I would like some good performance still but better fuel. I've been told 35 to 37 on short runs trying to find out how realistic this is. Or I may look at the 2.0ltr diesel


----------



## 90TJM (Sep 30, 2013)

I travel 18 mls to work mainly M/way and get around 35mpg in my 2.0 petrol manual.


----------



## Rumney (Feb 7, 2017)

90TJM said:


> I travel 18 mls to work mainly M/way and get around 35mpg in my 2.0 petrol manual.

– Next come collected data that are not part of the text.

PR #509, opened 2020-12-04
Differentiate between payment links and integrating with the API

jonathanglassman:
As per https://payments-platform.atlassian.net/browse/PP-7410

The current Go Live docs are heavily focused on the API journey, e.g. it says that a user needs to generate an API key. 

This may be confusing for users who are going live with payment links, as not everything is applicable to them.

This PR is to make it clearer what is required to go live with payment links compared to the API, and also apply this to the rest of the tech docs.

### DIFF
--- a/source/making_payments/index.html.md.erb
+++ b/source/making_payments/index.html.md.erb
@@ -7,6 +7,8 @@ weight: 50
 
 # Take a payment
 
+This section tells you how to take a payment using the GOV.UK Pay API.
+
 When your user makes a payment, your service should supply a `reference`. If
 possible, this should be a unique identifier for the payment. If your
 organisation already has an existing identifier for payments, you can use it
@@ -16,8 +18,6 @@ Your service will also need to supply a
 [`return_url`](#choose-the-return-url-and-match-your-users-to-payments). This
 is a URL that your service hosts for your user to return to, after their
 payment journey on GOV.UK Pay ends.
-
-<%= warning_text('This does not apply if you only use <a href="https://www.payments.service.gov.uk/govuk-payment-pages/" target="_blank">payment links</a>.') %>
 
 ## Creating a payment
 
--- a/source/making_payments/index.html.md.erb
+++ b/source/making_payments/index.html.md.erb
@@ -17,6 +17,8 @@ Your service will also need to supply a
 is a URL that your service hosts for your user to return to, after their
 payment journey on GOV.UK Pay ends.
 
+<%= warning_text('This does not apply if you only use <a href="https://www.payments.service.gov.uk/govuk-payment-pages/" target="_blank">payment links</a>.') %>
+
 ## Creating a payment
 
 The call to create a payment with the GOV.UK Pay API is:
--- a/source/optional_features/index.html.md.erb
+++ b/source/optional_features/index.html.md.erb
@@ -11,5 +11,3 @@ You can customise your payments pages with GOV.UK Pay in the following ways:
 * [use Welsh](/optional_features/welsh_language/#use-welsh-on-your-payment-pages) on payment pages
 * [use your own payment failure pages](/optional_features/use_your_own_error_pages)
 * [prefill fields](/optional_features/prefill_user_details/) on the **Enter card details** page
-
-You can customise your payments pages regardless of whether you [integrate with the GOV.UK Pay API](/integrate_with_govuk_pay/#integrate-with-the-gov-uk-pay-api) or use [payment links](https://www.payments.service.gov.uk/govuk-payment-pages/).
--- a/source/optional_features/index.html.md.erb
+++ b/source/optional_features/index.html.md.erb
@@ -11,3 +11,5 @@ You can customise your payments pages with GOV.UK Pay in the following ways:
 * [use Welsh](/optional_features/welsh_language/#use-welsh-on-your-payment-pages) on payment pages
 * [use your own payment failure pages](/optional_features/use_your_own_error_pages)
 * [prefill fields](/optional_features/prefill_user_details/) on the **Enter card details** page
+
+You can customise your payments pages regardless of whether you [integrate with the GOV.UK Pay API](/integrate_with_govuk_pay/#integrate-with-the-gov-uk-pay-api) or use [payment links](https://www.payments.service.gov.uk/govuk-payment-pages/).
--- a/source/payment_flow/index.html.md.erb
+++ b/source/payment_flow/index.html.md.erb
@@ -11,8 +11,6 @@ This section outlines how your service will interact with GOV.UK Pay after you i
 
 There's a different process for [taking Direct Debit payments](/direct_debit/#take-a-direct-debit-payment).
 
-<%= warning_text('This does not apply if you only use <a href="https://www.payments.service.gov.uk/govuk-payment-pages/" target="_blank">payment links</a>.') %>
-
 ## Overview
 
 The following payment process is for a service that is integrated with the GOV.UK Pay API.
--- a/source/payment_flow/index.html.md.erb
+++ b/source/payment_flow/index.html.md.erb
@@ -11,7 +11,7 @@ This section outlines how your service will interact with GOV.UK Pay after you i
 
 There's a different process for [taking Direct Debit payments](/direct_debit/#take-a-direct-debit-payment).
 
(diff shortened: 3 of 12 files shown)


source/optional_features/index.html.md.erb
```diff
@@ -11,3 +11,5 @@ You can customise your payments pages with GOV.UK Pay in the following ways:
 * [use Welsh](/optional_features/welsh_language/#use-welsh-on-your-payment-pages) on payment pages
 * [use your own payment failure pages](/optional_features/use_your_own_error_pages)
 * [prefill fields](/optional_features/prefill_user_details/) on the **Enter card details** page
+
```
miriamalice, line 14: some of these customisations are available with payment links and some aren't. 
- custom branding can be done on payment links
- welsh is available on payment links (it's in the set up)
- failure pages is API
- prefill fields is API

I'd be inclined not to change this page. it should be clear from the details of each one if it's in the API call or not.

source/payment_flow/index.html.md.erb
```diff
@@ -11,7 +11,7 @@ This section outlines how your service will interact with GOV.UK Pay after you i
 
 There's a different process for [taking Direct Debit payments](/direct_debit/#take-a-direct-debit-payment).
 
-<%= warning_text('This does not apply to your users who use the <a href="https://www.payments.service.gov.uk/govuk-payment-pages/">payment links</a> functionality') %>
+<%= warning_text('This does not apply if you only use <a href="https://www.payments.service.gov.uk/govuk-payment-pages/" target="_blank">payment links</a>.') %>
```
miriamalice, line 14: this is also a slightly different call than the regular create a payment API.
since we're not really doing on DD at the moment I'd be inclined leave this page as is.

source/quick_start_guide/index.html.md.erb
```diff
@@ -26,8 +26,9 @@ If you want to build a technical integration between your service and the
 GOV.UK Pay API, your service team should have the necessary skills. You can
 refer to the [GOV.UK Service
 Manual](https://www.gov.uk/service-manual/the-team/what-each-role-does-in-service-team#roles-your-team-must-have)
-for more information. This does not apply if you only use [payment
-links](https://www.payments.service.gov.uk/govuk-payment-pages/).
+for more information.
+
+<%= warning_text('This does not apply if you only use <a href="https://www.payments.service.gov.uk/govuk-payment-pages/" target="_blank">payment links</a>.') %>
```
miriamalice, line 31: some of this text does apply and some doesn't.

- all users should read about Pay and create an account (and probs read the service manual).
- only API users need to look at the swagger file

Maybe we introduce earlier the idea of the two types of integration, ie decide if you want to integrate with the API or use payment links. (instead of the warning, which maybe feels a but aggressive to the poor payment link users!)

Perhaps there's some content frm our new Get Started page that is relevant here?

source/refunding_payments/index.html.md.erb
```diff
@@ -13,6 +13,8 @@ You can also refund a payment by signing into the [GOV.UK Pay admin tool](https:
 
 Your user will receive the refund in the same account they originally paid from. You cannot refund a payment to another card or bank account.
 
+You can refund payments regardless of whether you [integrate with the GOV.UK Pay API](/integrate_with_govuk_pay/#integrate-with-the-gov-uk-pay-api) or use [payment links](https://www.payments.service.gov.uk/govuk-payment-pages/).
```
miriamalice, line 16: I don't know that we need to say this. Maybe just calling out where it is different for payment links is sufficient?

source/security/index.html.md.erb
```diff
@@ -17,6 +17,8 @@ Please do not disclose the suspected breach publicly until it has been fixed.
 
 GOV.UK Pay allows you to create as many API keys as you want.
 
+This only applies if you [integrate with the GOV.UK Pay API](/integrate_with_govuk_pay/#integrate-with-the-gov-uk-pay-api).
```
miriamalice, line 20: A user can technically create an API key on a payment links service but they don't need to. I wonder if we just leave this section as is?

source/set_up_3dsecure/index.html.md.erb
```diff
@@ -15,6 +15,8 @@ If you only take payments within the UK, you must implement SCA by 14 September
 
 To implement SCA, you must set up 3D Secure 2 (3DS2) or 3D Secure 1 (3DS1) payment authentication.
 
+You must implement SCA regardless of whether you [integrate with the GOV.UK Pay API](/integrate_with_govuk_pay/#integrate-with-the-gov-uk-pay-api) or use [payment links](https://www.payments.service.gov.uk/govuk-payment-pages/).
```
miriamalice, line 18: Again, not sure it's necessary to call out when they are the same

source/switching_to_live/index.html.md.erb
```diff
@@ -94,21 +94,46 @@ You need to make the following changes to your live account if you made them to
...
+
+1. After you've confirmed the payment, check you received a [confirmation email](/payment_flow/#confirmation-email).
 
-6. Check the payment appears in [your transactions](https://selfservice.payments.service.gov.uk/transactions) in the GOV.UK Pay admin tool.
+1. Check the payment appears in [your transactions](https://selfservice.payments.service.gov.uk/transactions) in the GOV.UK Pay admin tool.
 
-7. Select the payment and check you can refund it - it may take up to 20 minutes for the __Refund payment__ button to appear.
+1. Select the payment and check you can refund it. It may take up to 20 minutes for the __Refund payment__ button to appear.
 
 If your payment or refund fails, check:
```
miriamalice, line 138: Do we also need to add something to this section about testing Pay?
https://docs.payments.service.gov.uk/testing_govuk_pay/#testing-the-whole-user-journey ? We link to it from the Go Live section which should be applicable to both payment link and API users, so maybe the testing section needs to say you can test a payment link...?

source/optional_features/index.html.md.erb
jonathanglassman: ok will change back

source/payment_flow/index.html.md.erb
jonathanglassman: ok will change back

source/quick_start_guide/index.html.md.erb
jonathanglassman: we could add in the great content from Justin - the stuff from the "Decide how you want to take payments" section of the get started content?

source/refunding_payments/index.html.md.erb
jonathanglassman: ok will remove

source/security/index.html.md.erb
jonathanglassman: ok will remove

source/set_up_3dsecure/index.html.md.erb
jonathanglassman: ok

source/switching_to_live/index.html.md.erb
jonathanglassman: ok i'll draft something

jonathanglassman:
> we've seen that some service teams build a srivce using a payment lnk when they should really invest in an integration. should we offer any further differentiation on this page (ie you can automate your service with our integration) or would we expect people to have done that research themselves on the product pages first? happy to leave as is for now, but something to bear in mind - i think this makes the payment links sound super appealing with no downside but it's definitely not right for every service.

agree, i'll take out the positive blurb

source/making_payments/index.html.md.erb
```diff
@@ -17,6 +17,8 @@ Your service will also need to supply a
 is a URL that your service hosts for your user to return to, after their
 payment journey on GOV.UK Pay ends.
 
+<%= warning_text('This does not apply if you only use <a href="https://www.payments.service.gov.uk/govuk-payment-pages/" target="_blank">payment links</a>.') %>
```
miriamalice, line 20: should we add an intro to this section to say that this is about taking a payment using the API? (rather than having a warning about it not applying to payment links)? but also fine either way. Just feels like we jump into this page without a lot of context

jonathanglassman: agree, have amended

miriamalice (approved):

Agreed - my 2.0 TFSI manual easily achieves 35 to 38 on relatively short trips with high 40's on longer trips. Depends a lot on your right foot :wink:


----------



## Mark Pred (Feb 1, 2017)

In my TTS I get between 35 and 37 most days on my 28 mile commute into the office and back, a big improvement over my mk2 TTS, which struggled to get above 33mpg and averaged around 28mpg on a similar journey. I don't drive like a nun either... so the 2.0lt mk3 I'd expect to be even better... interestingly, I had a mk3 1.8 TTR as a loaner when my car was in for a service and used it for work and back. I got 38 out of it, not much more than my TTS! I think as that engine is a little lacking in grunt, you're stamping on the gas a lot more to maintain speed, ergo using more fuel. I even had to change down with it just to pass a lorry on an inclined dual carriageway. My TTS would have skipped past with barely a touch of throttle.


----------



## Toshiba (Jul 8, 2004)

MPG of the TTS will be within 10% of the TT, but TT has 25% less power than a TTS.
Still with the TTS, that way you wont be disappointed.


----------



## Lewis4681 (Nov 29, 2016)

15 miles either way for me, mostly A roads and get about 32 mpg driving sensibly in my 2.0 tfsi, not sure you'd really feel much better off ??

Keep the TTS.


----------



## 21tesla (Aug 29, 2016)

My best fuel economy was a during a recent 300 mi trip averaging 32-33 mpg in my 2.0 TT (with Stage1+ tune). I think it was about the same within 1-2 mpg without the tune.


----------



## mr gee (Apr 20, 2007)

A picture tells a thousand words


----------



## andest2003 (Sep 8, 2016)

any body have one of these and if so what do you get on short trips of around 15miles

2.0 TFSI 230ps Quattro S Line S tronic 3dr

should pick it up next week. its close to my tts in performance i think 0 to 60 around 5 sec but should be a bit better on fuel.


----------



## Nick174 (Feb 20, 2017)

Hi there I have the 2.0TFSI Quattro with S-Tronic and commute to work for 23 miles and get around 38. It's mostly A roads and I can get 45+ on a run. I would say you would probably get around 34 for your 15 mile trip. I'll keep an eye on mine next week back in work to see what I read at 15 miles


----------



## andest2003 (Sep 8, 2016)

Nick174 said:


> Hi there I have the 2.0TFSI Quattro with S-Tronic and commute to work for 23 miles and get around 38. It's mostly A roads and I can get 45+ on a run. I would say you would probably get around 34 for your 15 mile trip. I'll keep an eye on mine next week back in work to see what I read at 15 miles


in my tts i have been getting around 26mpg and thats taking it easy


----------



## Rumney (Feb 7, 2017)

It matters more HOW you drive rather than WHAT you drive. Comparisons are not very useful as, even with the exact same model it is our individual driving styles will effect MPG most :? 
If you want great MPG have a light right foot - if you want great fun have a heavy right foot - most owners will use a combination of both so MPG will naturally vary.


----------



## steamcake (Jan 22, 2012)

Did 1400 miles a few weeks ago around Europe and returned 38.6mpg.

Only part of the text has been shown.